2 comments 2 comments

The sun

We all need a bit of sunshine in our lives – something that’s often lacking in the Great British Summer.

But while UV light (radiation) from the sun helps our bodies to make vitamin D, which is vital for building healthy bones, there’s a dark side to UV. It damages our DNA – the genetic ‘instruction manual’ in all our cells – which increases the risk of skin cancer.

Researchers have shown that eight out of 10 cases of malignant melanoma – the most dangerous form of skin cancer – are caused by getting too much UV, either from the sun or sunbeds. There’s also good evidence from population studies to show that getting sunburned at any age doubles the risk of developing melanoma later in life, and people who have the highest levels of UV exposure also have a higher skin cancer risk.

But up until now, there’s been an inconvenient problem for researchers studying precisely how UV-induced DNA damage leads to skin cancer: the major gene faults known to be involved in melanoma don’t actually show the hallmarks of UV damage. And because UV can cause such widespread damage throughout our genome, it’s been hard to pin down exactly which other genes might be involved in the disease.

Thanks to the advent of high-tech genome sequencing technology, this conundrum may have now been solved by two research teams in the US. Their results prove beyond doubt that UV-induced genetic damage can drive the development of melanoma, and highlight important new targets for future treatments for the disease.

Let’s take a closer look at what they found.

UV radiation, DNA damage and faulty genes

The structure of DNA

DNA is a twisted ladder or double helix. The ‘rungs’ are made of pairs of chemical ‘letters’ known as bases – A, C, G and T.

The sun produces two types of ultraviolet radiation – UVA and UVB – and they have different effects on our cells.

When it comes to directly causing DNA damage, UVB is the main culprit (although UVA can indirectly cause damage by creating DNA-damaging molecules called free radicals inside cells).

UVB damages DNA by causing neighbouring pairs of ‘letters’ in the DNA code (usually TT or CC – see diagram on the right) to stick together, creating what are known as pyrimidine dimers. This makes the familiar double helix DNA strand distort out of shape.

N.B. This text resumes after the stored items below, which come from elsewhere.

PR #243, opened 2019-04-03
1210] Allow include parameter on courses index lookup

tvararu:
This will be used to fetch accrediting providers in the frontend.

Also reverse the has_one to belongs_to on the serializable_course, because that's more logical.


tvararu:
[EPIC: Courses table in manage-courses-frontend](https://trello.com/c/Ju2Kfadq/1210-epic-courses-table-in-manage-courses-frontend)

PR #245, opened 2019-04-04
[1259] Expose provider in courses

heidar:
### Context

We need to expose `provider` and `accrediting_provider` on the course endpoint.

Rather than hard coding the course endpoint to return `site_statuses` and `sites`, we now rely on the `include` parameter.

Added a bunch of tests for the serializer to make sure we can render out everything we need.

### Guidance to review

I originally included a request spec in this that brings in provider and accredited_provider, but decided it was overkill in the end.

### DIFF
--- a/app/controllers/api/v2/courses_controller.rb
+++ b/app/controllers/api/v2/courses_controller.rb
@@ -12,7 +12,7 @@ module API
       end
 
       def show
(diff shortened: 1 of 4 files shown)


heidar:
Let's not merge this until I've updated the vacancies controller on the frontend to explicitly request site statuses and sites from the backend, as this changes them to no longer be included by default.

PR #250, opened 2019-04-07
[1266] add address to sites serializer

dankmitchell:
### Context
sites aka training locations

- Add address data to sites serializer
- Setup `sites#index` and `sites#show`

### Guidance to review
e.g. `http://localhost:3001/api/v2/providers/T92?include=sites`

```ruby
{
  "id": "10324702",
  "type": "sites",
  "attributes": {
    "code": "O",
    "location_name": "Oakthorpe Primary School",
    "address1": "Tile Kiln Lane",
    "address2": "",
    "address3": "",
    "address4": "",
    "postcode": "N13 6BY",
    "region_code": "london"
  }
}
```

### DIFF
--- a/spec/requests/api/v2/providers/sites_spec.rb
+++ b/spec/requests/api/v2/providers/sites_spec.rb
@@ -1,0 +1,136 @@
+require 'rails_helper'
+
+describe 'Sites API v2', type: :request do
+  let(:user) { create(:user) }
+  let(:organisation) { create(:organisation, users: [user]) }
+  let(:payload) { { email: user.email } }
+  let(:token) { build_jwt :apiv2, payload: payload }
+  let(:credentials) do
+    ActionController::HttpAuthentication::Token.encode_credentials(token)
+  end
+
+  let(:site1) { create :site, location_name: 'Main site 1' }
+  let(:site2) { create :site, location_name: 'Main site 2' }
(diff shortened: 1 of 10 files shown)


spec/requests/api/v2/providers/sites_spec.rb
```diff
@@ -0,0 +1,136 @@
...
+           sites: sites,
+           organisations: [organisation])
+  }
+
+  subject { response }
+
+  describe 'GET show' do
+    let(:show_path) do
+      "/api/v2/providers/#{provider.provider_code}" +
+        "/sites/#{site1.id}"
```
benilovj: Just had a thought about `site.id` . I wonder whether we may need to use campus code here, like we use provider code and campus code for the frontend URLs. I think @fofr’s prototype uses these in the URL for the site show/edit page. 

This introduces complications because the campus code data is inconsistent ie some main site campus codes are `-` and others are an empty string ` `, which would need translation in the URL :-(

Not 100% sure what the right answer is

dankmitchell: Exactly that @benilovj. We don't have unique `location_name`'s at present so I went with `id` to be safe.

benilovj: Ok lets go with that for now, can easily tweak if needed.

PR #253, opened 2019-04-08
[1265] Endpoint for updating sites

heidar:
### Context

Provider needs to be able to update site information.

And update endpoint for sites that allows updating all attributes, except `code`.

### DIFF
--- a/app/models/concerns/postcode_normalize.rb
+++ b/app/models/concerns/postcode_normalize.rb
@@ -2,7 +2,11 @@ module PostcodeNormalize
   extend ActiveSupport::Concern
   included do
     def postcode=(str)
-      super UKPostcode.parse(str).to_s
+      if str
+        super UKPostcode.parse(str).to_s
+      else
+        super str
+      end
     end
   end
 end
--- a/app/models/concerns/postcode_normalize.rb
+++ b/app/models/concerns/postcode_normalize.rb
@@ -1,0 +1,8 @@
+module PostcodeNormalize
+  extend ActiveSupport::Concern
+  included do
+    def postcode=(str)
+      super UKPostcode.parse(str).to_s
+    end
+  end
+end
--- a/app/models/site.rb
+++ b/app/models/site.rb
@@ -23,11 +23,11 @@ class Site < ApplicationRecord
 
   belongs_to :provider
 
-  validates :location_name, uniqueness: { scope: :provider }
-  validates :postcode, postcode: true
+  validates :location_name, uniqueness: { scope: :provider_id }
   validates :location_name,
             :address1,
             :address3,
             :postcode,
             presence: true
+  validates :postcode, postcode: true
 end
--- a/app/models/site.rb
+++ b/app/models/site.rb
@@ -21,4 +21,11 @@ class Site < ApplicationRecord
   include TouchProvider
 
   belongs_to :provider
+
+  validates :location_name, uniqueness: { scope: :provider }
+  validates :location_name,
+            :address1,
+            :address3,
+            :postcode,
+            presence: true
 end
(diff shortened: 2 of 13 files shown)


heidar:
Don't merge this yet, @tvararu is doing validations for the frontend that we can re-use in this PR. Should have that in tomorrow, otherwise we can merge this and get the validations in later. :)

heidar:
> LGTM
> 
> We will need separate PRs:
> * add validations

We're doing validations in this one, we'll do a second PR for the API call.

app/models/site.rb
```diff
@@ -21,4 +21,11 @@ class Site < ApplicationRecord
   include TouchProvider
 
   belongs_to :provider
+
+  validates :location_name, uniqueness: { scope: :provider }
```
defong: 👍

app/models/concerns/postcode_normalize.rb
```diff
@@ -0,0 +1,12 @@
+module PostcodeNormalize
+  extend ActiveSupport::Concern
+  included do
+    def postcode=(str)
+      if str
+        super UKPostcode.parse(str).to_s
+      else
+        super str
```
misaka: MINOR: It looks like we're guarding against running `UKPostcode.parse(nil)` here, but it's not tested below. How important is it to guard against this and is it worth testing?

spec/factories/sites.rb
```diff
@@ -24,7 +24,7 @@
     address2 { Faker::Address.community }
     address3 { Faker::Address.city }
     address4 { Faker::Address.state }
-    postcode { Faker::Address.postcode }
+    postcode { 'SW1A 2AA' }
```
misaka: Maybe set the Faker locale for this? Seems easy to do: https://github.com/stympy/faker/blob/master/lib/locales/README.md

app/models/concerns/postcode_normalize.rb
misaka: Explained by @tvararu: if we don't guard against `nil` here then many tests fail, so it's tested indirectly. LGTM.

heidar: I added a unit test anyway

spec/factories/sites.rb
tvararu: DOne

spec/rails_helper.rb
```diff
@@ -12,6 +12,8 @@
 require 'rspec/rails'
 # Add additional requires below this line. Rails is not loaded until this point!
 
+Faker::Config.locale = 'en-GB'
```
misaka: 💯

spec/requests/api/v2/providers/sites_spec.rb
```diff
@@ -133,4 +133,217 @@
...
+        )
+      end
+
+      it 'updates the location name of the site' do
+        expect { subject }.to change { site1.reload.location_name }
+          .from(site1.location_name)
+          .to(location_name)
+      end
+
+      it 'updates the code of the site' do
```
misaka: ITYM: DOES NOT update the code of the site :)

spec/requests/api/v2/providers/sites_spec.rb
```diff
@@ -133,4 +133,217 @@
...
+              expect(response.body).to include('Invalid postcode')
+              expect(response.body).to include("Postcode can't be blank")
+            end
+
+            it 'checks the postcode is present' do
+              expect(response.body).to include('Invalid postcode')
+              expect(response.body).to include('Postcode not recognised as a UK postcode')
+            end
+
+            it 'checks the region_code is present' do
```
misaka: Maybe use `xit` to flag this as a pending test?

PR #255, opened 2019-04-09
[1276] Vacancies should be derived only from open sites

benilovj:
### Context
Course vacancy logic currently looks at suspended and discontinued sites.

Fix the above, and make some spec improvements.

### DIFF
--- a/app/models/course.rb
+++ b/app/models/course.rb
@@ -88,7 +88,7 @@ class Course < ApplicationRecord
   end
 
   def has_vacancies?
-    site_statuses.with_vacancies.any?
+    site_statuses.open_for_applications.with_vacancies.any?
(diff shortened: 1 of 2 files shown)


fofr:
Good catch.

But what about the situation where applications are not yet open:
Screen Shot 2019-04-09 at 09 22 52
https://manage-courses-prototype.herokuapp.com/quiz

Technically there are vacancies they just can't be filled yet. 🤔

benilovj:
> Good catch.
> 
> https://manage-courses-prototype.herokuapp.com/quiz
> 
> Technically there are vacancies they just can't be filled yet. 🤔

@fofr thanks, fixed in c593945 #traincoding

PR #468, opened 2019-06-11
[1460] Removed subjects from course factory

defong:
### Context

Subject creation in course factory

Removed unneeded chaos of having subject_count and its related usage in course factory 

### Checklist

- [x] Attach to Trello card
- [x] Rebased master
- [x] Cleaned commit history

### DIFF
--- a/spec/lib/mcb/commands/courses/show_spec.rb
+++ b/spec/lib/mcb/commands/courses/show_spec.rb
@@ -9,11 +9,10 @@ describe '"mcb courses show"' do
   end
 
   it 'displays the course info' do
-    _site_status1 = create(:site_status)
+    subject2 = build(:subject)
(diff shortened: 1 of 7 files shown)


defong:

spec/lib/mcb/commands/courses/show_spec.rb
```diff
@@ -9,11 +9,10 @@
   end
 
   it 'displays the course info' do
-    _site_status1 = create(:site_status)
+    subject2 = build(:subject)
+    site_status2 = build(:site_status)
```
misaka: I think the only reason `2` was appended to these was to differentiate it from `_site_status1`. If we're going to get rid of that, which isn't a bad call, then may as well remove the `2`.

If cells get a huge dose of UV, the resulting damage usually kills them outright – something you can witness in action if you’re ever unfortunate to get sunburned enough for your skin to peel.  But even amidst this destruction, some cells will survive. And while these cells can often spot internal UV damage and repair it,  sometimes the fused ‘letters’ get copied incorrectly as a cell duplicates its DNA when it gets ready to divide.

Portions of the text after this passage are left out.